Your goal ::
The entries must be retyped exactly, down to the last line.

Records provided ::
______
PR #1175, opened 2023-02-23
Remove redundant array

ethax-ross:
Flagged by CodeClimate; the array here is redundant and we can just pass the labels directly.

### DIFF
--- a/GetIntoTeachingApi/Jobs/UpsertModelWithCandidateIdJob.cs
+++ b/GetIntoTeachingApi/Jobs/UpsertModelWithCandidateIdJob.cs
@@ -78,7 +78,7 @@ namespace GetIntoTeachingApi.Jobs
______
Task answer ::
PR #1175, opened 2023-02-23
Remove redundant array

ethax-ross:
Flagged by CodeClimate; the array here is redundant and we can just pass the labels directly.

### DIFF
--- a/GetIntoTeachingApi/Jobs/UpsertModelWithCandidateIdJob.cs
+++ b/GetIntoTeachingApi/Jobs/UpsertModelWithCandidateIdJob.cs
@@ -78,7 +78,7 @@ namespace GetIntoTeachingApi.Jobs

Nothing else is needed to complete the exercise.